Monday 9 May 2016

REVIEW: What Belongs To You by Garth Greenwell

What Belongs to YouWhen an author whose work I admire provides blurb for a book, I do tend to at least check it out. But when that author is Hanya Yanagihara, who wrote emotional rollercoaster ‘A Little Life’ (a book that had me in bits for most of last summer, see here), I really sit up and take notice. So when Hanya described Garth Greenwell’s debut novel ‘What Belongs To You’ as “a searching and compassionate meditation on the slipperiness of desire, the impossibility of salvation, and the forces of shame, guilt, and yearning that often accompany love”, I knew I wanted to read this book. And when Simon Savidge then raved about the novel on both his blog and in his You Wrote the Book podcast, it went straight to the top of my TBR. And, sure enough, it did not disappoint.

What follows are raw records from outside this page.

PR #665, opened 2022-06-27
Remove default twitter and github links

### LINKED ISSUE #664: Can't remove Twitter nor GitHub links
It looks like the default _config.yml has uncommented values for the Twitter and GitHub, which means that websites using Minima cannot remove Twitter and GitHub socials if they so wish.

DoodlesEpic:
This will not please the demo website but now it means that anyone using Minima gets to disable Twitter and GitHub social links.
Closes #664

### DIFF
--- a/_config.yml
+++ b/_config.yml
@@ -16,8 +16,8 @@ minima:
 
   # generate social links in footer
   social_links:
-    twitter: jekyllrb
-    github:  jekyll
+    # twitter: jekyllrb
+    # github:  jekyll
     # devto: jekyll
     # dribbble: jekyll
     # facebook: jekyll


getaaron:
we should do the same with

```
author:
  name: GitHub User
  email: your-email@domain.com
```

since there's no way to _not_ set those now

shevoann (approved):

_config.yml
```diff
@@ -16,8 +16,8 @@ minima:
 
   # generate social links in footer
   social_links:
-    twitter: jekyllrb
-    github:  jekyll
+    # twitter: jekyllrb
```
shevoann, line 19: _config.yml

_config.yml
```diff
@@ -16,8 +16,8 @@ minima:
...
+    # github:  jekyll
```
shevoann, line 20: f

What Belongs to You’ begins with an American teacher entering the public bathroom beneath Sofia’s National Palace of Culture looking for sex. There he meets a young hustler called Mitko and so begins a relationship that comes to define his life – and that could also possibly destroy it. As our unnamed narrator tells his story, we are rapidly drawn into the dark dance that these two characters’ conduct around each other – a twisted waltz of desire and eroticism, love and manipulation that examines the ways in which our backgrounds and cultures, private shames and desires can shape the way we are.

It is difficult to believe that this is a debut novel, such is the power of Greenwell’s writing. This is a deeply lyrical book, which manages to render even the basest human actions and feelings with vivid, poetic intensity. Take, for example, the beginning of the narrator’s first encounter with Mitko in the public bathrooms under the National Palace of Culture:

“Even as I descended the stairs I heard his voice, which like the rest of him was too large for those subterranean rooms, spilling out from them as if to climb back into the bright afternoon that, though it was mid-October, had nothing autumnal about it; the grapes that hung ripe from vines throughout the city burst warm still in one’s mouth. I was surprised to hear someone talking so freely in a place where, by unstated code, voices seldom rose above a whisper.”

This is a man on his way into a public bathroom to pay a young man for sex but it is written with such richness and such sensual detail that it lends the encounter an almost poetic air. And the whole novel is like this – from the descriptions of dingy hotel rooms and Soviet era blokove to the narrator’s evocation of his childhood in suburban America and his first, intense friendship with a local boy. It is hauntingly beautiful writing that lingers long after you turn the final page.

And it isn’t just the writing that packs a punch. It is remarkable that the novel is less than 200 pages given the emotional resonance of the story, which examines the nature of love and lust, of desire and its consequences. Throughout his encounters with Mitko, which change from paid-for erotic encounters into a more complicated mixture of yearning, friendship, dependence and guilt, and his recollections of childhood rejection and a longing to be loved and accepted, the narrator remains a complex enigma, hidden from the reader because he remains hidden from himself. Mitko is also elusive, weaving in and out of the story and wearing many faces, both beautiful and terrible and often both at once. For a reader, it is writing that asks a lot of questions and offers little by way of answers. What is love and what is desire? Who is the predator and who the prey? Can we ever really know another unless we know our own selves?

As you can probably imagine, this does not make ‘What Belongs To You’ an ‘easy’ read. Although not a lengthy book, it makes many demands on the reader - rewarding close attention to the subtleties of human interaction via writing that insists on being savoured not sped through. Fans of pacy plots and sharp dialogue should look elsewhere, for this is a Merchant Ivory novel rather than a Hollywood blockbuster. Neither is it ‘light’ in any sense of the word. This is, at times, an unremittingly bleak book, which offers little by way of salvation for its characters. It’s not quite ‘A Little Life’ bleak but, as with Yanagihara’s bestseller, the forces of shame and guilt cast long shadows into the characters’ lives. Take the time to get through this however, and you’ll discover a richly layered novel with an aching, emotional heartbeat that makes ‘What Belongs To You’ a commanding debut from someone who is sure to become a literary writer to watch out for.


My thanks go to NewBooks Magazine and to the publishers, Picador, for providing an advanced copy of this book in return for an honest and unbiased review. An edited version of this review may appear on the Nudge website and in NewBooks Magazine. ‘What Belongs to You’ by Garth Greenwell is available now in hardback and e-book from all good bookshops and retailers.